9.       There is no independent witness to the incident. Nothing has been brought on record, which may suggest that the culprits were known to the complainant or his witnesses prior to the incident, therefore, the identity of the culprits including appellant with their parentage that too at night time under the light of police mobile is appearing to be strange and doubtful. Injuries to PC Zulfiquar Ali have not been attributed to any of the culprit specifically. He as per prosecution has sustained injuries on 08-03-2015, but as per medical officer Dr. Niaz Hussain has reported his arrival at Hospital for examination of his injuries, treatment and certificate on 16-03-2015. It was with delay of about 08 days to the incident. Where he was for about 08 days? It is not explained plausibly by the prosecution, which has made the allegation of sustaining fire shot injuries by PC Zulfiquar Ali during course of incident to be doubtful. PC Zulfiquar Ali died when was to have been cross examined by the appellant. His death though was natural yet has deprived the appellant of his valuable right of cross examination. None has been robbed. Nothing incriminating has been secured from the appellant, even after his arrest, which too appears to be significant.

10.     Over all discussion involved a conclusion that the prosecution has not been able to prove its case against the appellant beyond shadow of doubt and to such benefit he is found to be entitled.

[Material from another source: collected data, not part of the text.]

PR #1203, opened 2021-11-22
refactor!: do not copy JS lib to platform project

erisu:
### Motivation and Context

The goal of this PR is to remove the pratice of copying the entire JS lib of `cordova-ios` into each generated platform project.

### Description

- create: do not copy our JS lib (or `node_modules`) to platform project
- Move files around
  - `bin/lib/create.js` to `lib/`
  - `bin/templates/scripts/cordova/lib` to `lib/`
  - `bin/templates/scripts/cordova/Api.js` to `lib/`

After these changes, the `cordova/` folder of a generated project only contains the bare minimum to maintain compatibility with existing cordova CLI versions (plus `defaults.xml` which IMHO should be moved in another PR). All of the remaining JS files in that folder require their dependencies via the `cordova-ios` module, so that needs to be resolvable somehow (which is the case for a platform project generated by the regular CLI workflow).

### Testing

- existing tests pass
- I successfully created and built a cordova-ios project using cordova@10


raphinesse (approved):
:tada:

yoldar:
@erisu Hi! Could you please tell me how to change from old method of getting /cordova/lib/projectFile.js to new one?
Here is code:
`// try cordova 7.0 structure`
`const IosPlatformApi = require( path.join( iosPlatformPath(), "/cordova/Api" ) );`
`const projectFileApi = require( path.join( iosPlatformPath(), "/cordova/lib/projectFile.js" ) );`
`const locations      = ( new IosPlatformApi() ).locations;`
`projectFile = projectFileApi.parse( locations );`

breautek:
> @erisu Hi! Could you please tell me how to change from old method of getting /cordova/lib/projectFile.js to new one? Here is code: `// try cordova 7.0 structure` `const IosPlatformApi = require( path.join( iosPlatformPath(), "/cordova/Api" ) );` `const projectFileApi = require( path.join( iosPlatformPath(), "/cordova/lib/projectFile.js" ) );` `const locations = ( new IosPlatformApi() ).locations;` `projectFile = projectFileApi.parse( locations );`

the lib files remain inside `node_modules` now, instead of being copied into the ios xcode project.

`projectFile.js` is not exposed in a public way, so if you need it, it would be great to learn why and maybe in the future we can add a public interface into it.

A hacky way getting access to `projectFile.js` is to simply require it: `require('cordova-ios/lib/projectFile.js')`.

Note the old way that you posted might still be required if you intend to support cordova-ios 6 and earlier. [Here](https://github.com/kelvinhokk/cordova-plugin-localization-strings/pull/85/files) is an example of how this plugin does it to support both versions.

11.               In case of Faheem Ahmed Farooqi Vs. The State (2008 SCMR 1572), It has been held by Hon’ble Apex Court that;

“Single infirmity creating reasonable doubt in the mind of a reasonable and prudent mind regarding the truth of the charge makes the whole case doubtful.”

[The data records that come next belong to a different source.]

PR #1210, opened 2021-12-07
feat: support extending export options

### LINKED ISSUE #1209: Support extending export options
# Feature Request

## Motivation Behind Feature

When building the ios app I want to set some additional [`exportOptions`](https://github.com/apache/cordova-ios/blob/07383c17d8cb30c6e36fdccec52c90b4c6ba64e2/lib/build.js#L218), for example set `uploadSymbols` to `false`.
*(I need this to not include symbols in my build when uploading it to the app store)*

## Feature Description

Basically I would want something like this
*(Depending on if it is useful to overwrite defaults or not)*
```js
const exportOptions = { ...buildOpts.exportOptions, compileBitcode: false, method: 'development' };
```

12.               For what has been discussed above, the conviction and sentence awarded to the appellant together with impugned judgment are set aside. Consequently, the appellant is acquitted of the offence for which he was charged, tried and convicted by learned trial Court. The appellant is in custody, he shall be released forthwith in the present case, if he is no more required in any other custody case.

13.               The instant Crl. Jail Appeal is allowed accordingly.